## BRIEF:
Which lines below hold the word "nHasCamera"? Copy all of them.

## Stored data entries:
PR #7766, opened 2024-04-16
don't crash if we don't have a Camera set on View

pixelflinger:
- also add a method to query if a camera was set

### DIFF
--- a/android/filament-android/src/main/java/com/google/android/filament/View.java
+++ b/android/filament-android/src/main/java/com/google/android/filament/View.java
@@ -242,6 +242,15 @@ public class View {
     }
 
     /**
+     * Query whether a camera is set.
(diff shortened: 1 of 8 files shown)


android/filament-android/src/main/java/com/google/android/filament/View.java
```diff
@@ -1238,6 +1247,7 @@ void clearNativeObject() {
     private static native void nSetName(long nativeView, String name);
     private static native void nSetScene(long nativeView, long nativeScene);
     private static native void nSetCamera(long nativeView, long nativeCamera);
+    private static native void nHasCamera(long nativeView);
```
poweifeng, line 1250:
```suggestion
    private static native boolean nHasCamera(long nativeView);
```

poweifeng (approved):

## WRITTEN ANSWER:
+    private static native void nHasCamera(long nativeView);
    private static native boolean nHasCamera(long nativeView);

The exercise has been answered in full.